A recent study by IBM shows that a majority of enterprises in Europe, the Middle East, and Africa (EMEA) are seeing notable productivity improvements from artificial intelligence (AI). The research indicates that two-thirds of surveyed organizations reported significant operational gains, with many expecting to achieve returns on their AI investments within a year.
The report, titled “The Race for ROI,” was produced in collaboration with Censuswide. It surveyed 3,500 senior executives across ten EMEA countries. According to the findings, 66% of respondents said their organizations had achieved significant productivity increases through AI. Additionally, about one in five respondents indicated their organization has already met its ROI targets from AI-driven initiatives. Another 42% expect to see returns within 12 months in areas such as cost reduction (41%), time savings (45%), increased revenue (37%), employee satisfaction (42%), and higher Net Promoter Scores (43%).
AI agents are also expected to contribute further benefits; 92% of leaders anticipate measurable ROI from agentic AI within two years.
The sectors experiencing the largest productivity boosts include software development and IT (32%), customer service (32%), and procurement (27%). The top advantages cited were greater operational efficiency (55%), better decision-making processes (50%), and enhanced workforce capabilities through automation of repetitive tasks (48%).
However, these improvements are not consistent across all organizations. Larger companies reported higher productivity gains—72% compared to just 55% among small- and medium-sized enterprises. Public sector organizations also lagged behind, with only 55% noting substantial improvements so far.
IBM’s research suggests that businesses are increasingly using AI for strategic transformation rather than just operational improvement. Of those who reported significant gains, nearly a quarter attributed fundamental changes in their business models to AI adoption. Many respondents noted changes such as faster innovation cycles, ongoing decision-making powered by AI instead of periodic reviews, and redesigning value streams around new technology rather than automating existing steps.
Nearly half of senior leaders surveyed said AI is enhancing workforce skills. They noted that time saved through increased productivity allows employees to focus more on activities like idea development, strategic planning, and creative work.
Ana Paula Assis, Senior Vice President and Chair for IBM EMEA and Growth Markets stated: “The true value of AI for business goes far beyond individual productivity – it’s about strategic transformation. Our research suggests that, while we are still in the foothills of AI adoption, enterprises in EMEA are seeing meaningful productivity gains from infusing AI into their operations, with many redesigning their business models.”
She added: “On the question of technology autonomy, the response was emphatic: enterprises want to use technology on their terms, with transparency, choice and flexibility baked in.”
Openness and interoperability emerged as key themes from the survey; 85% stressed the need for transparency in how AI systems operate ethically and responsibly. Similarly high percentages emphasized interoperability for smooth integration into existing IT environments and flexibility to adapt or switch providers as organizational needs change.
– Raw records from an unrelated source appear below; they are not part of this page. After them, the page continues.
PR #558, opened 2021-09-02
edit Important mobile view

0shar0:
[user story](https://github.com/ita-social-projects/dokazovi-requirements/issues/206)

### DIFF
--- a/src/old/provider/MobileProvider/ScreenProvider.tsx
+++ b/src/old/provider/MobileProvider/ScreenProvider.tsx
@@ -4,8 +4,8 @@ import { ScreenContext } from './ScreenContext';
 
 export const ScreenProvider: React.FC = ({ children }) => {
   const theme = useTheme();
-  const mobile = useMediaQuery(theme.breakpoints.down('sm'));
-  const tablet = useMediaQuery(theme.breakpoints.down('md'));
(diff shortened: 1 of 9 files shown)


src/old/provider/MobileProvider/ScreenProvider.tsx
```diff
@@ -4,8 +4,8 @@ import { ScreenContext } from './ScreenContext';
 
 export const ScreenProvider: React.FC = ({ children }) => {
   const theme = useTheme();
-  const mobile = useMediaQuery(theme.breakpoints.down('sm'));
-  const tablet = useMediaQuery(theme.breakpoints.down('md'));
+  const mobile = !useMediaQuery(theme.breakpoints.up('sm'));
```
michalenr, line 7: It is a convention in JS to use `is`, `has`, etc. prefixes for boolean values.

Despite progress toward achieving ROI from AI investments, concerns remain regarding security risks such as data breaches or trustworthiness of systems—68% cited these issues as barriers to wider implementation. Complexity related to integrating new tools with legacy systems was another common challenge.
To address these obstacles and maximize benefits from AI adoption, IBM’s report recommends establishing effective operating models for managing transformation projects; promoting literacy about AI at all levels; fostering adaptability amid rapid technological change; understanding regulatory risks associated with deployment; and creating internal boards focused on ethical oversight.
The study drew responses from over 3,500 senior leaders aged 25 or older across various industries including finance, public sector services, retail operations telecoms infrastructure—and energy production—in ten EMEA markets ranging from the UK to Saudi Arabia. Participants represented organizations currently using some form of artificial intelligence tools.